Mill - tools - by owner - sale
					

This is one of the best 8530 Clausing milling machine in existence. It is easy to find a junker...



					sfbay.craigslist.org


----------



## benmychree

He must really like it a lot!  For that price, you could buy a real mill ---- maybe that is what he wants to do.


----------



## MrWhoopee

I thought the one for $2650 was asking a lot. Apparently they are much more of a mill than I knew.


----------



## benmychree

MrWhoopee said:


> I thought the one for $2650 was asking a lot. Apparently they are much more of a mill than I knew.


Indeed!  kinda the same as $2,000 7" shapers ---


----------



## Aaron_W

Well good luck with that.

It is a nice example and that roll around base is probably worth an extra $100 or so but if he gets half of the asking price at it will still be the most expensive 8520/30 I've seen sell. I've only seen one offered at more than $3000 and it included shipping in the price.
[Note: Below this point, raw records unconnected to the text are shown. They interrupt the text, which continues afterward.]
PR #9939, opened 2016-09-09
Add more information about adding kernels to jupyter

pprzetacznik:
Add:
- information about current solution with virtualenv,
- add deprecated solution.

### DIFF
--- a/docs/source/install/kernel_install.rst
+++ b/docs/source/install/kernel_install.rst
@@ -53,3 +53,33 @@ For example, using conda environments:
 The ``--name`` value is used by Jupyter internally. These commands will overwrite
 any existing kernel with the same name. ``--display-name`` is what you see in
 the notebook menus.
+
+Using virtualenv you can add your new environments by linking to specific instance of your Python:
+
+.. sourcecode:: bash
+
+    python -m ipykernel install --prefix=/path/to/new_env --name python_new_env
+  
+Note that this command will create new configuration for kernel in one of it's prefered location (see ``jupyter --paths`` command for more details):
+
+* system-wide (e.g. /usr/local/share),
+* in Jupyter's env (sys.prefix/share),
+* per-user (~/.local/share or ~/Library/share)
+
+You can also create configuration in temprary location and install it in Jupyter (copy configuration files) with:
+
+.. sourcecode:: bash
+
+    ipython kernel install --prefix /tmp
+    jupyter kernelspec install /tmp/share/jupyter/kernels/python3
+
+**Deprecated:** You can also create configuration for new environment by new configuration's file in `~/.ipython/kernels/my_env/kernel.json` with following content::
+
+   {
+      "argv": ["~/path/to/env/bin/python", "-m", "IPython.kernel",
+         "-f", "{connection_file}"],
+      "display_name": "Python 3 (my new env)",
+      "language": "python"
+   }
+
+Please note that kernel detection in standard ``~/.ipython/`` location is supported as part of backward-compatibility and may not be provided in further versions.
--- a/docs/source/install/kernel_install.rst
+++ b/docs/source/install/kernel_install.rst
@@ -60,7 +60,7 @@ Using virtualenv or conda envs, you can make your IPython kernel in one env avai
 
     /path/to/kernel/env/bin/python -m ipykernel install --prefix=/path/to/jupyter/env --name 'python-my-env'
 
-Note that this command will create new configuration for kernel in one of it's prefered location (see ``jupyter --paths`` command for more details):
+Note that this command will create a new configuration for the kernel in one of the prefered location (see ``jupyter --paths`` command for more details):
 
 * system-wide (e.g. /usr/local/share),
 * in Jupyter's env (sys.prefix/share),
--- a/docs/source/install/kernel_install.rst
+++ b/docs/source/install/kernel_install.rst
@@ -66,7 +66,7 @@ Note that this command will create new configuration for kernel in one of it's p
 * in Jupyter's env (sys.prefix/share),
 * per-user (~/.local/share or ~/Library/share)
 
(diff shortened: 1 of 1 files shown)


docs/source/install/kernel_install.rst
```diff
@@ -53,3 +53,33 @@ For example, using conda environments:
...
+* per-user (~/.local/share or ~/Library/share)
+
+You can also create configuration in temporary location and install it in Jupyter (copy configuration files) with:
+
+.. sourcecode:: bash
+
+    ipython kernel install --prefix /tmp
+    jupyter kernelspec install /tmp/share/jupyter/kernels/python3
+
+**Deprecated:** You can also create configuration for new environment by new configuration's file in `~/.ipython/kernels/my_env/kernel.json` with following content::
```
minrk: Let's remove the discussion of the deprecated case. We don't want anyone to be putting kernels here, and adding it to the docs only makes it more likely.

docs/source/install/kernel_install.rst
```diff
@@ -53,3 +53,33 @@ For example, using conda environments:
...
+
+    python -m ipykernel install --prefix=/path/to/new_env --name python_new_env
+  
+Note that this command will create new configuration for kernel in one of it's prefered location (see ``jupyter --paths`` command for more details):
+
+* system-wide (e.g. /usr/local/share),
+* in Jupyter's env (sys.prefix/share),
+* per-user (~/.local/share or ~/Library/share)
+
+You can also create configuration in temporary location and install it in Jupyter (copy configuration files) with:
```
minrk: For this case, I think it only makes sense to do this if you want to edit the kernelspec by hand before installing it. I would add that to the discussion of this one, or remove the more complicated two-step case.

docs/source/install/kernel_install.rst
```diff
@@ -53,3 +53,33 @@ For example, using conda environments:
 The ``--name`` value is used by Jupyter internally. These commands will overwrite
 any existing kernel with the same name. ``--display-name`` is what you see in
 the notebook menus.
+
+Using virtualenv you can add your new environments by linking to specific instance of your Python:
+
+.. sourcecode:: bash
+
+    python -m ipykernel install --prefix=/path/to/new_env --name python_new_env
```
minrk: This is a complicated case and could use some explicit notes about which things point to which Python. Some clarification:

> Using virtualenv or conda envs, you can make your IPython kernel in one env available to Jupyter in a different env. To do so, run `ipykernel install` from the kernel's env, with `--prefix` pointing to the Jupyter env:

    /path/to/kernel/env/bin/python -m ipykernel install --prefix=/path/to/jupyter/env --name 'python-my-env'

pprzetacznik:
@minrk would you mind to take a look at this after updates?

docs/source/install/kernel_install.rst
```diff
@@ -53,3 +53,23 @@ For example, using conda environments:
...
+
+    /path/to/kernel/env/bin/python -m ipykernel install --prefix=/path/to/jupyter/env --name 'python-my-env'
+
+Note that this command will create new configuration for kernel in one of it's prefered location (see ``jupyter --paths`` command for more details):
+
+* system-wide (e.g. /usr/local/share),
+* in Jupyter's env (sys.prefix/share),
+* per-user (~/.local/share or ~/Library/share)
+
+In case where you want to edit generated kernelspec configuration before installing it you can do the same with two steps approach. You can create configuration in temporary location and install it in Jupyter (copy configuration files) with:
```
minrk: > If you want to edit the kernelspec before installing it, you can do so in two steps.
> First, ask IPython to write its spec to a temporary location:
>
>     ipython kernel install --prefix /tmp
>
> edit the files in /tmp/share/jupyter/kernels/python3 to your liking, then when you are ready, tell Jupyter to install it (this will copy the files into a place Jupyter will look):
>
>     jupyter kernelspec install /tmp/share/jupyter/kernels/python3

docs/source/install/kernel_install.rst
```diff
@@ -53,3 +53,23 @@ For example, using conda environments:
 The ``--name`` value is used by Jupyter internally. These commands will overwrite
 any existing kernel with the same name. ``--display-name`` is what you see in
 the notebook menus.
+
+Using virtualenv or conda envs, you can make your IPython kernel in one env available to Jupyter in a different env. To do so, run ipykernel install from the kernel's env, with --prefix pointing to the Jupyter env:
```
willingc: It may be helpful to add a sentence on "why" you would want to use a kernel from another environment.

minrk: @willingc any good idea here? For me, I might just link to the documentation for the env projects, rather than give our own case for why one would use envs.

docs/source/install/kernel_install.rst
```diff
@@ -53,3 +53,28 @@ For example, using conda environments:
...
+
+.. sourcecode:: bash
+
+    /path/to/kernel/env/bin/python -m ipykernel install --prefix=/path/to/jupyter/env --name 'python-my-env'
+
+Note that this command will create new configuration for kernel in one of it's prefered location (see ``jupyter --paths`` command for more details):
```
willingc: Small grammar corrections :-)

...will create a new configuration fo the kernel in one of the preferred locations...

docs/source/install/kernel_install.rst
willingc: @minrk Rereading this, I'm inclined to leave as proposed in the PR. I'm guessing that the "why" is because conda populates the conda env name to the notebook interface, but I'm not seeing a real clean way to illustrate that concisely and without more confusion. Let's leave as proposed in the PR. One small grammar change below and this is good to merge or merge and iterate.

@pprzetacznik Thanks for the PR and improving the documentation! :sunny:

minrk:
@pprzetacznik thanks!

The other one that was asking $2650 (and sold in about 36 hours) included a DRO, power feed and more tooling than this one.


----------



## Buffalo21

That table looks almost virginal!!  My new Jet mill wasn’t that clean when I got it and I cut the shrink-wrap off


----------



## markba633csi

Put it in a museum and charge admission
Step right up folks!  See the incredible virgin mill!  Never touched by mortal hands!  Never soiled by mortal chips!


----------



## frankly2

I acquired mine 10 years ago for $500, a 8520 in very good condition. Can’t see how anyone would part with that much for a small knee mill when you can get a 9 X 49  for around the same price.


----------



## mmcmdl




----------



## BGHansen

Not adding anything other than an attempt at humor.  Must have been machining gold or platinum and is including the swarf with the mill.  I feel sorry for anyone who takes it at that price, unaware of true market price and paid way too much.  Could buy are really nice PM machine and a lathe for $6500.  Expect that ad to be revised over time.

Bruce


----------



## Janderso

I’ll pass.


----------



## Buffalo21

That’s roughly twice what I paid for a  new Jet JVM-836


----------



## ChrisAttebery

Well, he's from Los Gatos. There's a different economy there.


----------



## ACHiPo

ChrisAttebery said:


> Well, he's from Los Gatos. There's a different economy there.


Well, it's a "Gentleman's Mill" doncha know?!


----------



## eeler1

If you don't ask, it's a sure thing you won't get that price.  But if you do ask, then there just might be a fool looking to part ways with their money.


----------